The first half is an impressive bore as it's all just set up. When the adventure does finally happen it mostly involves walking back and forth between two locations delivering messages. It's not exactly what I would describe as thrilling material.
And the levity is really not there either. A book about well-intentioned mythological little mischief-makers should be hilarious. Alas it isn't hilarious and it isn't adventurous but it is a fine sleep aid for adults or children.
I enjoyed this book. I liked the world of the nisse and I liked how the book showed Bettina’s enjoyment of learning and exploring this magical world. I really liked Klakke and his sister Klarra, they were my favorite characters. The only reason it didn’t get a higher rating is because I like action packed books. This was more smooth flowing which was a nice change but not really my thing.
I had a hard time getting into this book. The story was quite slow. Nothing ever really happened. It's a lot of going back and forth between worlds. I didn't like the setup for what happened either. It was too far fetched. An adult paying attention wouldn't have ruined the story. I did like the ending. I was afraid it would end up being a dream or forgotten.
Two stars seems so harsh, because it was not a bad book at all, and yet it really was just okay for me. I loved the idea of it, but I never felt connected to the characters, and the ending left many loose ends. It could have been so much better, and I am disappointed it wasn't.
There are many things to like about this book. The descriptions of the Danish winter are beautiful, especially that of the winterfrost (literally a frost in winter).
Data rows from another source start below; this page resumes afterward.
PR #5291, opened 2024-08-06
Fix deletion of mails successfully filtered by postmaster

### LINKED ISSUE #5049: Unprocessable mails that also match a `PostmasterFilter` with the action `{"x-zammad-ignore"=>{"value"=>true}` don't get deleted upon reprocessing
### Used Zammad Version

6.2

### Environment

- Installation method: any
- Operating system: any
- Database + version:  any
- Elasticsearch version:any
- Browser + version: any

### Actual behaviour

When (for any given reason) an email ends up in the location for unprocessable mails (currently `var/spool/unprocessable_mail`) and it also matches a `PostmasterFilter` with the action `{"x-zammad-ignore"=>{"value"=>true}`, it will be ignored (as expected) upon reprocessing. However, the `.eml` file will not be deleted from the directory.

This leads to the mail being displayed under `Monitoring` until an admin goes into the file-system and manually deletes it. 

### Expected behaviour

Unless the reprocessing of an unprocessable mail throws an error, its `.eml` file is deleted from the directory.

Have a `PostmasterFilter`:
```
 match: {"from"=>{"operator"=>"matches regex", "value"=>"foo@example.com"}},
 perform: {"x-zammad-ignore"=>{"value"=>true}},
```
Have an `.eml` file:

```eml
From: <foo@example.com>
To: <bar@example.com>
Subject: Hello, world!

Hello, world!
```
Place the `.eml` file into `var/spool/unprocessable_mail` and run:

`rails r 'Channel::EmailParser.process_unprocessable_mails'`

### Support Ticket

Ticket#10150795

yes

binsky08:
Fixes #5049

### DIFF
--- a/app/models/channel/email_parser.rb
+++ b/app/models/channel/email_parser.rb
@@ -175,7 +175,9 @@ returns
     # check ignore header
     if mail[:'x-zammad-ignore'] == 'true' || mail[:'x-zammad-ignore'] == true
       Rails.logger.info "ignored email with msgid '#{mail[:message_id]}' from '#{mail[:from]}' because of x-zammad-ignore header"
-      return
+
+      # technical correctly processed
+      return [true]
     end
 
     ticket       = nil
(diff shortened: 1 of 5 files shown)


binsky08:
fixed with e38fe78d287a7288e744d7dc084e7dd6d2842ec2

PR #5294, opened 2024-08-08
Migrate issue links to global usable ids to prevent broken links after moving repos

### LINKED ISSUE #5015: Gitlab/Github UI loses links when they are renamed
### Used Zammad Version

6.2. develop

### Environment

- Installation method: any
- Operating system: any
- Database + version:  any
- Elasticsearch version: any
- Browser + version: MS Edge v.120.0.2210.144 (64-bit)

### Actual behaviour

Renaming GitHub issues (changing name or path/repo) added to a Zammad article will cause Zammad to update the link displayed in the right sidebar the first time the page is reloaded afterward. Renaming a GitLab issue that has been added to a Zammad ticket will result in the issue being removed completely, although the issue previously connected is still displayed in the icon. 

### Expected behaviour

Renaming GitHub issues (changing name or path/repo) added to a Zammad article will cause Zammad to update the link displayed in the right sidebar the first time the page is reloaded afterward. Renaming a GitLab issue that has been added to a Zammad ticket should also be updated, as it is with GitHub issues. 

1) enable GitLab Zammad integration
2) create and add an GitLab issue to one Zammad ticket
3) change in GitLab under: Settings --> General --> Advanced --> Change path (changing the URL)--> click on "Save path" and go back to Zammad. If you only once changed the path, the GitLab integration looks like this:

Screenshot 2024-01-22 134431

### Support Ticket

Ticket#10149033

yes

binsky08:
Fixes #5015 

frontend tests needs to be validated, was not able to execute them on my dev instance

### DIFF
--- a/app/assets/javascripts/app/controllers/ticket_zoom/sidebar_git_issue.coffee
+++ b/app/assets/javascripts/app/controllers/ticket_zoom/sidebar_git_issue.coffee
@@ -4,8 +4,10 @@ class App.SidebarGitIssue extends App.Controller
 
   constructor: ->
     super
+    @issueLinks     = []
     @issueGids      = []
     @issueData      = []
+    @error          = ''
     @providerIdentifier = @provider.toLowerCase()
 
   sidebarItem: =>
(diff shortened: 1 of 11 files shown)


binsky08:
too heavy migration. simpler alternative approach in progress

Bettina’s motivations are always clear and I liked the idea of discovering nisse, mythical creatures who turn out to be real. Unfortunately, that’s where my enjoyment of this book stops, as the plot goes downhill rather quickly. First, there’s very little discovery of any magical world after Bettina’s initial contact with the nisse family. If there are nisse, aren’t there other mythical creatures? The book felt slow-moving and meaningless, despite because only just over two hundred pages. And the ending left me wanting more.
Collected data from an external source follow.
PR #5295, opened 2024-08-09
Allow pointer events on input:readonly fields to make it copy-/selectable

### LINKED ISSUE #5172: Read only Ticket attribute can not be copied properly
### Used Zammad Version

63

### Environment

- Installation method: any
- Operating system (if you're unsure: `cat /etc/os-release` ): any
- Database + version:  any
- Elasticsearch version: any
- Browser + version: any

### Actual behaviour

I created a custom Ticket attribute and can not mark it and copy it with ctr+c.
I have to mark the name of the ticket attribute and the ticket attribute beneath it to copy it. 

2024-05-15 09_21_01-Zammad Helpdesk - #64097 - testing organisation 2 – Opera

### Expected behaviour

I would expect to be able to copy the custom ticket attribute by marking the content of it, like when it is writable.

2024-05-15 09_23_59-Zammad Helpdesk - #64097 - testing organisation 2 – Opera

- Create a custom ticket attribute 
2024-05-15 09_26_32-Zammad Helpdesk - Subscription – Opera

- Make it visible via core workflow, and set it to read only for one role
- Try to copy the content of the ticket attribute with the read only permissions

### Support Ticket

Ticket#10154990

no

binsky08:
Fixes #5172

The commit introduces an additional css rule to modify the cursor and pointer event of the readonly input elements directly. Since changing it in line [2101](https://github.com/binsky08/zammad/blob/6e71bbfc68d4d26f7aa6bf0f89f640ca5f778d7b/app/assets/stylesheets/zammad.scss#L2101) could introduce unexpected side effects in other places, this change should only improve the ux without damaging anything else.

Change preview:

[issue-5172-readonly-input.webm](https://github.com/user-attachments/assets/ee467f8b-1464-4b25-b009-c5cfc3fedb57)

### DIFF
--- a/app/assets/stylesheets/zammad.scss
+++ b/app/assets/stylesheets/zammad.scss
@@ -2100,6 +2100,11 @@ fieldset > .form-group {
   &.is-readonly .controls:not(.ignore-readonly) {
     pointer-events: none;
     cursor: not-allowed !important;
+
+    input:read-only.form-control {
+      pointer-events: auto;
+      cursor: not-allowed;
+    }
   }
 
   &.form-group--nested {


dominikklein:
Fixed with: https://github.com/zammad/zammad/commit/b361246c9fb4bc811ed16237d9ad13638ba555b9

Issue #5225, opened 2024-06-16
SAML SSL Verification is broken


strifel:
### Used Zammad Version

6.3

### Environment

- Installation method: docker
- Operating system (if you're unsure: `cat /etc/os-release` ): debian 12

### Actual behaviour

The SAML TLS verification seems to check things on save wrongly.

1. It does check the IDP SSO URL. That is only ever accessed by the client. This should therefore not be checked by the server.
2. It does say to check the SAML IDP-Certificate. This is wrong. The certificate does not seem to be used for the check.
3. It [does check](https://github.com/zammad/zammad/blob/develop/lib/user_agent.rb#L517-L521) redirect URIs ([that are valid](https://developer.mozilla.org/en-US/docs/web/http/headers/location)) not correctly as it does not accept relative redirect URIs.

4.5 Stars A fun middle grade book about the Nisse in Denmark. One year, a Nisse didn’t get his annual Christmas rice pudding from the family he helps look after. In response, he takes the family’s baby away. The 12 year-old sister, Bettina, is whisked away into the world of the Nisse to find her sister during the magical few days of winter frost.
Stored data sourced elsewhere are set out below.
PR #5449, opened 2024-12-19
Telegram add +user info

Chinoman10:
Sorry for no tests and if the commit messages don't really follow your guidelines, but I wanted to develop something quickly and I'm not super experienced with Rust myself...

This PR is to solve this Feature Request:
https://community.zammad.org/t/add-more-user-information-from-telegram/16390


dominikklein:
@Chinoman10 thanks for your contribution idea. I need to say that the current changes do not match the standard feature implementation. For example, we can not relay on "custom" attributes that are not inside the core.
In general, the needed information are also already present, maybe only not inside the UI. What we could discuss if the added information in `note` could be improved for the situation that new username exists.

But when you currently need the Telegram-ID of the User, you can do the following already: 

`User.find(?).authorizations`

Chinoman10:
I understand your point; and I figured as much, which is why I do a check to see if the property exists first, and only then populate it. But I understand this isn't a common practice.

Perhaps we can just keep the note improvement then? The way I made it, the user ID is always present in the note, regardless if a username exists or not.

dominikklein:
Maybe you can explain again a little bit more what is the use case behind? Because you can definitiv find this information of the ID. E.g. the id will also be the login of this user, when no telegram username exists.

dominikklein:
For now, we will close the merge request, because when needed, you can find the needed information already. Feel free to sent some additional use cases where the information in the note field is needed and we can check it again.

Chinoman10:
> Maybe you can explain again a little bit more what is the use case behind? Because you can definitiv find this information of the ID. E.g. the id will also be the login of this user, when no telegram username exists.

@dominikklein I only saw your comment now, sorry for that.
The use case is simple:
- When a ticket is opened by the Telegram integration, the user's username (when exists) is populated as a note: `Telegram @username`;
- Adding it to the Note field isn't ideal, but at least it's there;
- The problem is that when a username isn't available, we don't even have the TG ID populated anywhere.

Ideally we'd like to have the username+ID when available, or just the ID is no username exists/is available.

Right now the support agents have to ask the person's ID/username which feels retarded to the users, since they're chatting with someone already (a support bot).

Let me know if you need further clarifications; I can also ask the client and/or the support team leader to come and speak their opinions (_I'm only in charge of infra and have support experience, but I'm a busy founder rn, so I'm not "in the trenches" on a daily basis as they are_).

MrGeneration:
What exactly is the use case to "know the customers Telegram username" ?
The whole sense of a helpdesk system like Zammad (and any other!) is that you have a centralized communication platform.

This sounds like someone's going to send them messages next to Zammad... and if that happens: Why would you?

Chinoman10:
> What exactly is the use case to "know the customers Telegram username" ? The whole sense of a helpdesk system like Zammad (and any other!) is that you have a centralized communication platform.
> 
> This sounds like someone's going to send them messages next to Zammad... and if that happens: Why would you?

No, not at all.
The use-case is simple: the customers who open tickets are paying (or free) video-game players who play on Telegram (directly).
The support staff needs to know their Telegram information in order to run queries to find relevant game information (how much they've spent to assess their 'VIP tier', if they are missing in-game rewards as claimed by them, how much in-game currency they have, and so on).

Noone's sending DMs to the users parallel to Zammad, as you have mentioned, that's stupid and it breaches the currently implemented support staff guidelines.

dominikklein:
@Chinoman10 Thanks for the information. For me, one missing point was that it's related to the agent's "daily" business. First, I was thinking you meant in edge cases from the "admin" perspective, which often has access to this additional information in the background. 

Personally I think as a fallback, we can add the Telegeram-ID, when no username is present, then the agent can see it. Let me reopen the PR and we can handle it in the next weeks.

Chinoman10:
> @Chinoman10 Thanks for the information. For me, one missing point was that it's related to the agent's "daily" business. First, I was thinking you meant in edge cases from the "admin" perspective, which often has access to this additional information in the background.
> 
> Personally I think as a fallback, we can add the Telegeram-ID, when no username is present, then the agent can see it. Let me reopen the PR and we can handle it in the next weeks.

Only displaying the ID when the username isn't present isn't great, since users can change their username over time, as opposed to IDs which are permanent; for this reason, app/bot developers always use the ID as a primary key in DB tables (_so if the only information they have is the username, they have to do an additional step to get the ID from the username_).
I really liked the idea of what I tried doing in this PR: populate a field with a fixed name if it exists, ignore otherwise; and always add the ID on the notes (_keep existing behaviour, simply add to it_).

Thank you for looking into this.

PR #5506, opened 2025-03-05
Fallback to /proc/meminfo when lshw is unavailable

stonerl:
In Docker containers, `lshw` is often missing, causing Zammad’s system report to return `null` for total memory.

This was a cozy read. Slow paced and with little plot or character development (who leaves a twelve year old alone for a week with a baby?), but it was nice to read anyway. It’s unlikely I’ll ever reread it but I enjoyed my time with it.
"The forests are fully of tales unheard, if only humans would pause their business to listen."
It is as a tender tale, this Winterfrost, as a simple one. Advisable, really, to whom love to read winter tale in winter time, and stories around nordic or not so usual mythology. I've really liked it, and I have to say I like the cover, too!
It is the seer, after all, who must slow down enough to take note of the world around her.
We LOVED this book. Ending dragged a little but an awesome story about looking for magic, snowy Denmark and the nisse. Will remember this as the first chapter book I read with little M. Asking lots of questions and wanting "another chapter Mom".